■ **What you will do**: Only lines holding "export" are needed; copy each of them from the data below.

■ **Input material**:
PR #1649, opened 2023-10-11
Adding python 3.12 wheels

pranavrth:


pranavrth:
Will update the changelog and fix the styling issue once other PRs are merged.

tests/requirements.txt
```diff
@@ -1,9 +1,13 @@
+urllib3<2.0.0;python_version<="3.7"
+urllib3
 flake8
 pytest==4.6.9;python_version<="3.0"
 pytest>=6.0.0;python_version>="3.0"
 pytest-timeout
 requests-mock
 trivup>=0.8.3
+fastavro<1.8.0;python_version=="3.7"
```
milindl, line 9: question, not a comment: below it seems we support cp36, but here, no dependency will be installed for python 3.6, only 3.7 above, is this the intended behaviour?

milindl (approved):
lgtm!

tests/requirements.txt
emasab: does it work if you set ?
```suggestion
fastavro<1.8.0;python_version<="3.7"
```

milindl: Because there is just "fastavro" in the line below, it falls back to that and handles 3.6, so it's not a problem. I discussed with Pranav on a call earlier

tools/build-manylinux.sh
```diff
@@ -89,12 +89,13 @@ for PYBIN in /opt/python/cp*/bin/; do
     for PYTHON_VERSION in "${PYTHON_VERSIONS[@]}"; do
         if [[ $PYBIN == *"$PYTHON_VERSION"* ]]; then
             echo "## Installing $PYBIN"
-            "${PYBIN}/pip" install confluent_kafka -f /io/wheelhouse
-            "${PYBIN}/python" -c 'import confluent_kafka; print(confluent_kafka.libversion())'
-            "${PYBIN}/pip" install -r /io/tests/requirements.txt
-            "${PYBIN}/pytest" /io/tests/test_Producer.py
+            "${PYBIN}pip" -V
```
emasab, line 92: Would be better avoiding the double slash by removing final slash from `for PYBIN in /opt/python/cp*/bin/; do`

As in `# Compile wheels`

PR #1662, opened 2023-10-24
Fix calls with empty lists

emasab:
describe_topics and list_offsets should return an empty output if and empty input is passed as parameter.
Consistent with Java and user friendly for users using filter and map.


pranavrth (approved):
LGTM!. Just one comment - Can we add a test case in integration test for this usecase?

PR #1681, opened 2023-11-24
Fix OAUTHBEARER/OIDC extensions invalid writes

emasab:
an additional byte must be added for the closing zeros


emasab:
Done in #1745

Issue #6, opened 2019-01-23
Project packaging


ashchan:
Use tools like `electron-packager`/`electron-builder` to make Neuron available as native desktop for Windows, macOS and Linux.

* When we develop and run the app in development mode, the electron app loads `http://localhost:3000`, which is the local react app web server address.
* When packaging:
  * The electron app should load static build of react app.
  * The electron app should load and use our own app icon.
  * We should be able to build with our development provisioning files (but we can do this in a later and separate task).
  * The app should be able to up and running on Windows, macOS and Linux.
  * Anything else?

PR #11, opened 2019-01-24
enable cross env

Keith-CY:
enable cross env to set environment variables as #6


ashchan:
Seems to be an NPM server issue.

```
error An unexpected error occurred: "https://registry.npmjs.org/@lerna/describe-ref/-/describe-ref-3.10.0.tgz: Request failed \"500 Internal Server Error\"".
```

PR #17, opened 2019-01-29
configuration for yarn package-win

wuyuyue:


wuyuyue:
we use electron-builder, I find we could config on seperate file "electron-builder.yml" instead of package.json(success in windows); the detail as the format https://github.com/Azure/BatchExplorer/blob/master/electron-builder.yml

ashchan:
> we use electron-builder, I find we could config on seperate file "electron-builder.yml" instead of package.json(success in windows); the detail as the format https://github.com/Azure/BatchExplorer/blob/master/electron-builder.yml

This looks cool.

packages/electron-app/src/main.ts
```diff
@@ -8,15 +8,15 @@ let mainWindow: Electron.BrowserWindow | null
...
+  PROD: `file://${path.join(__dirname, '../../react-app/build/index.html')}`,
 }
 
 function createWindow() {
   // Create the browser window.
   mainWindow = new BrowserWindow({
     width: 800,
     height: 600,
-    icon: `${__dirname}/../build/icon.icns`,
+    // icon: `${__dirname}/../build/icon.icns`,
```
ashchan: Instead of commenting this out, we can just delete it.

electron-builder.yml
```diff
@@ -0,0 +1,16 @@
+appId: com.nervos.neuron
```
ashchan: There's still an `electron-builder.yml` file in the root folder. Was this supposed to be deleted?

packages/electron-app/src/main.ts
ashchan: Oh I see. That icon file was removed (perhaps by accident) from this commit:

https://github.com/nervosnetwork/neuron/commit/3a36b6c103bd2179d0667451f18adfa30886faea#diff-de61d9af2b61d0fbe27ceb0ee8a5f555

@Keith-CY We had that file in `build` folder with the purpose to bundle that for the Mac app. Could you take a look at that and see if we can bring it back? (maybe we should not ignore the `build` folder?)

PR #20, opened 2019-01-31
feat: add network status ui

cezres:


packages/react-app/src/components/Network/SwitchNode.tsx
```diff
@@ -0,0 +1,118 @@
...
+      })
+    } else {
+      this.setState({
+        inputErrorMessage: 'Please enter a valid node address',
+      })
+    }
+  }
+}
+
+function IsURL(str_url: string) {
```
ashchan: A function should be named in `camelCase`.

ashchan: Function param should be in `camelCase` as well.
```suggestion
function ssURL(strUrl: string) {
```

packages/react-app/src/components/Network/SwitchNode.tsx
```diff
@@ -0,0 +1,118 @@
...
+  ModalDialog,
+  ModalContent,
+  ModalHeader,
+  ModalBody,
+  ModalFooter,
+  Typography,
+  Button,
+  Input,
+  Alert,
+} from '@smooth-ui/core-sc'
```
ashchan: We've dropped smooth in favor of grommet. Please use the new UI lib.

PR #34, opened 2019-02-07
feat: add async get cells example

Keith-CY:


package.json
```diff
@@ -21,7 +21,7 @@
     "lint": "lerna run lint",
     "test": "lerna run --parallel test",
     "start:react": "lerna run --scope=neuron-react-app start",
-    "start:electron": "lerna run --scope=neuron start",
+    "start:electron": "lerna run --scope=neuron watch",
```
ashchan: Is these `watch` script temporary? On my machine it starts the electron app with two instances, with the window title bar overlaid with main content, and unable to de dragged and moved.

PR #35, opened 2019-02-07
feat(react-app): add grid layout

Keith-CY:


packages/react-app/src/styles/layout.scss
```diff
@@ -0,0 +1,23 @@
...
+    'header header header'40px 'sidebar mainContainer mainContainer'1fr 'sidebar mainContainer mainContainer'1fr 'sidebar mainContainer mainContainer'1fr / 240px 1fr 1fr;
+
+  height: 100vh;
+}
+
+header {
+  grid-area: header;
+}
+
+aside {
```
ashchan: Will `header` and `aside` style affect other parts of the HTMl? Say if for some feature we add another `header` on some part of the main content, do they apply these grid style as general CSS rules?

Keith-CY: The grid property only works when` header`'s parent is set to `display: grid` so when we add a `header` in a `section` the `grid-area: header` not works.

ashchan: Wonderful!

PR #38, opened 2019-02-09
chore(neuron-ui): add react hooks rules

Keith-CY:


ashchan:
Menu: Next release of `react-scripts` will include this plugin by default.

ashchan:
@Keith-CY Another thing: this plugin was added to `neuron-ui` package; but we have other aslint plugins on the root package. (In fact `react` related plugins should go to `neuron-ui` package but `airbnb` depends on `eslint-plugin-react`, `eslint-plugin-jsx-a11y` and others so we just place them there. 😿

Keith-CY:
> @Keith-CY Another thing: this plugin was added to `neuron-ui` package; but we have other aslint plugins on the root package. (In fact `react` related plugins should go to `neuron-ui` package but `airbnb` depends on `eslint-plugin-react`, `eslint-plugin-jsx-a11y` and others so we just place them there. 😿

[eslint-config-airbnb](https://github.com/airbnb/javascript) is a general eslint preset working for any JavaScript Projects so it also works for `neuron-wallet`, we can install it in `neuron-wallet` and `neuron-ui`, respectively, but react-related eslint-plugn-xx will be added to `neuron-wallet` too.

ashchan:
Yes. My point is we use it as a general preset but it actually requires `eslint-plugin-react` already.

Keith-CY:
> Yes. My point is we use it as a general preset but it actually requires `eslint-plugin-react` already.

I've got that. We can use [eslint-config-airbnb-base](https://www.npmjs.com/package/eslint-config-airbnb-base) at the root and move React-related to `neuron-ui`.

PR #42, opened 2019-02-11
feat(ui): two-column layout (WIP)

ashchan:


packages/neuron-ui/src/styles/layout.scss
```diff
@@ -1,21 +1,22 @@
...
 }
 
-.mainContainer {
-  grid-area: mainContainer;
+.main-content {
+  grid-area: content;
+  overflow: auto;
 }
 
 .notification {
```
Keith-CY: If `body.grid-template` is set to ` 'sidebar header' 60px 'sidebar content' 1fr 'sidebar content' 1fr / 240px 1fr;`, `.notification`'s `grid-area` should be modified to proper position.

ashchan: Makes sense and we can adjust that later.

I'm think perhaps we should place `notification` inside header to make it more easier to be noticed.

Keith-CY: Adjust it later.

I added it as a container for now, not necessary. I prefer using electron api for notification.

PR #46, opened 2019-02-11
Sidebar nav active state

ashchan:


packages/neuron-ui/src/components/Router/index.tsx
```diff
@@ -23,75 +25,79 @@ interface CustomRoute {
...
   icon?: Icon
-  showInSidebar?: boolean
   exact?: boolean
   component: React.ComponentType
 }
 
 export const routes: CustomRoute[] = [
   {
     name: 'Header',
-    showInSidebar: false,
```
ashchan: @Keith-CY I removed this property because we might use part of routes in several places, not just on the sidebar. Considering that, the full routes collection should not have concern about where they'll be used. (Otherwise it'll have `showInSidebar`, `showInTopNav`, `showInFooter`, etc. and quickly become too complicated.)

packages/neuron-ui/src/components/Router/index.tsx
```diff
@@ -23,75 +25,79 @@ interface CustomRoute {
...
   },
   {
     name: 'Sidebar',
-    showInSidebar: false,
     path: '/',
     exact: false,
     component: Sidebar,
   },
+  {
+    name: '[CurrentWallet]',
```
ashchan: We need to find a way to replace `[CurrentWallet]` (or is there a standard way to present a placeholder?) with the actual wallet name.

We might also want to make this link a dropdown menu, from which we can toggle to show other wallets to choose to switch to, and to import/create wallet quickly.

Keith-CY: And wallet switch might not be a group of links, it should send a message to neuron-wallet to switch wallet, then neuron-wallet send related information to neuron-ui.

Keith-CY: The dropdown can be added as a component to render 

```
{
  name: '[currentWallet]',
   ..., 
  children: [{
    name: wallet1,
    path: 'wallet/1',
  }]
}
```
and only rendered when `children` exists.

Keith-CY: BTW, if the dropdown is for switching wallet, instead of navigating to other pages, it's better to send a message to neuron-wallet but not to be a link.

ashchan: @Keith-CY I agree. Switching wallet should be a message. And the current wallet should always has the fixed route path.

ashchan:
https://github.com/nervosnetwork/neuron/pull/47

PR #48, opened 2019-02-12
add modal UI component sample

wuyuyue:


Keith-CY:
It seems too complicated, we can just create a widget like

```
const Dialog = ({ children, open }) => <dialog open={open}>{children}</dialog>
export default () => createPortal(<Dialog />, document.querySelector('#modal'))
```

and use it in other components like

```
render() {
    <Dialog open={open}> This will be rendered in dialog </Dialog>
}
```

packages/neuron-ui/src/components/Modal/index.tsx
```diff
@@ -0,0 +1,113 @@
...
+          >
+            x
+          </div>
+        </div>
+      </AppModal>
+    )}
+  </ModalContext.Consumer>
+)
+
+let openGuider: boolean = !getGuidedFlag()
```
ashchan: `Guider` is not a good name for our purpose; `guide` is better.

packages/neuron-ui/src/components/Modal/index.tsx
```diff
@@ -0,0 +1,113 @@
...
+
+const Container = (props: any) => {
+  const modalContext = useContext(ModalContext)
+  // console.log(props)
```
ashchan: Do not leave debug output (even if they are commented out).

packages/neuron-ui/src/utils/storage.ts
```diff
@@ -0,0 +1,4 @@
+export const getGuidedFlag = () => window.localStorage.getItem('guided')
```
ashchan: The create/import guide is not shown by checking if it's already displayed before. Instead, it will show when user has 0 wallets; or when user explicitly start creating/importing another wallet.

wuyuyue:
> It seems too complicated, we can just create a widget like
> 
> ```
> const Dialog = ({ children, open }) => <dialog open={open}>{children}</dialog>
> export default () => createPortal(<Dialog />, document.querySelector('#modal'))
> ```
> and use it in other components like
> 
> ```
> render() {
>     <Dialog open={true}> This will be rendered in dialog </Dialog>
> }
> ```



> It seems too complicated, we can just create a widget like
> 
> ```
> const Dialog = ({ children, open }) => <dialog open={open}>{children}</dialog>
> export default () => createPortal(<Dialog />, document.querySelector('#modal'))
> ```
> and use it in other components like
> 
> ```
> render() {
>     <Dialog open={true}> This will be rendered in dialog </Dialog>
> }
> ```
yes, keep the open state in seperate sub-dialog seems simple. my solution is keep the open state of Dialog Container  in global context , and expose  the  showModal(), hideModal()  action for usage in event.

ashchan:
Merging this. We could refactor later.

■ **Solution**:
 export const routes: CustomRoute[] = [
export default () => createPortal(<Dialog />, document.querySelector('#modal'))
+export const getGuidedFlag = () => window.localStorage.getItem('guided')
> export default () => createPortal(<Dialog />, document.querySelector('#modal'))
> export default () => createPortal(<Dialog />, document.querySelector('#modal'))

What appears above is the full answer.